+++ Exercise materials
PR #2663, opened 2018-07-26
Remove popen

ChrisJefferson:
This removes code which checks for POPEN to decide if we support gzipped files, as now we always do. This is required to support gzipped files when compiling gap to javascript, and is good general cleanup.

There is some gzip / popen code left in profiling, as there is a subtle issue there (we start compressing so early GAP hasn't even set up streams yet).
++++++
--- Directions for this task ---
Go through the data above and transcribe every entry exactly.

--- Result ---
PR #2663, opened 2018-07-26
Remove popen

ChrisJefferson:
This removes code which checks for POPEN to decide if we support gzipped files, as now we always do. This is required to support gzipped files when compiling gap to javascript, and is good general cleanup.

There is some gzip / popen code left in profiling, as there is a subtle issue there (we start compressing so early GAP hasn't even set up streams yet).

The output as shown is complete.